**Task prompt**
Look through the data below and extract, unchanged, the lines from the one that contains "PR #769, opened 2021-11-24" to the one that contains "maddiegabriel, line 174: should", both included.
*** Data records ***
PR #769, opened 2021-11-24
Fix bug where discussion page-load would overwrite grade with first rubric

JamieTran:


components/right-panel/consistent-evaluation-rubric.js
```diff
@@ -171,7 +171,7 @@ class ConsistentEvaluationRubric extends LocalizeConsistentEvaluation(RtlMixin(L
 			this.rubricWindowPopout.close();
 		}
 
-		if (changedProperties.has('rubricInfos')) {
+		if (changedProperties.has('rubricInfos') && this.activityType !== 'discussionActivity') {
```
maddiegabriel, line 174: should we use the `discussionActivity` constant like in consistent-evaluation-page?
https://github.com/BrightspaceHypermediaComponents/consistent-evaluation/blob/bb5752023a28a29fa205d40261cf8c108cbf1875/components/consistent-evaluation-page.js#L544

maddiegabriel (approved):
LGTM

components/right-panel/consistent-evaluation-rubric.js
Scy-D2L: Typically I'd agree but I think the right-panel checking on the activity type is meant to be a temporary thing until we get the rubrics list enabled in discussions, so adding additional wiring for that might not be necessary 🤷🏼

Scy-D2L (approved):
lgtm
*** End of Data records ***
*** Data records ***
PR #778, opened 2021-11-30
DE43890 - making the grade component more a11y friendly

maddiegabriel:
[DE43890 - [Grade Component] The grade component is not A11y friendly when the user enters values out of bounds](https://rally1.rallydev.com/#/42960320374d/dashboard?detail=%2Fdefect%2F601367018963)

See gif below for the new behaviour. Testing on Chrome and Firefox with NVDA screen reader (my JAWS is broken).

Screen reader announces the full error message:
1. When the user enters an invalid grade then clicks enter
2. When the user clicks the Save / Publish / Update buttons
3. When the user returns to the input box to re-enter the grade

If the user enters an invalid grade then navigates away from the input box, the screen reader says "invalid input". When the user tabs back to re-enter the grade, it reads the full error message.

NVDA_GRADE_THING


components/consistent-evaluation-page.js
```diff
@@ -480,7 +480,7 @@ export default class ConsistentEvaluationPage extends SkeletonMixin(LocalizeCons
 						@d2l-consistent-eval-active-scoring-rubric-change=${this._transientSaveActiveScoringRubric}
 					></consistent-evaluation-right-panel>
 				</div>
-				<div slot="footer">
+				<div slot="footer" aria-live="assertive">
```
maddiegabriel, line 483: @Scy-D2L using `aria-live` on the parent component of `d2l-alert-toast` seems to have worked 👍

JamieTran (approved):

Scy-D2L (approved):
*** End of Data records ***
**Answer section**
PR #769, opened 2021-11-24
Fix bug where discussion page-load would overwrite grade with first rubric

JamieTran:


components/right-panel/consistent-evaluation-rubric.js
```diff
@@ -171,7 +171,7 @@ class ConsistentEvaluationRubric extends LocalizeConsistentEvaluation(RtlMixin(L
 			this.rubricWindowPopout.close();
 		}
 
-		if (changedProperties.has('rubricInfos')) {
+		if (changedProperties.has('rubricInfos') && this.activityType !== 'discussionActivity') {
```
maddiegabriel, line 174: should we use the `discussionActivity` constant like in consistent-evaluation-page?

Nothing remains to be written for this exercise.